- _PROBLEM STATEMENT_
Transcribe every record beneath, precisely as written.

- _INFORMATION PROVIDED_
PR #148, opened 2024-01-17
add clean command

ciaranschutte:
- case with local dev packages, next can cache too much causing issues in modules

### DIFF
--- a/package.json
+++ b/package.json
@@ -11,7 +11,8 @@
     "test": "echo 'Add tests please :)'",
     "gql:compile": "graphql-codegen",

- _TASK RESPONSE_
PR #148, opened 2024-01-17
add clean command

ciaranschutte:
- case with local dev packages, next can cache too much causing issues in modules

### DIFF
--- a/package.json
+++ b/package.json
@@ -11,7 +11,8 @@
     "test": "echo 'Add tests please :)'",
     "gql:compile": "graphql-codegen",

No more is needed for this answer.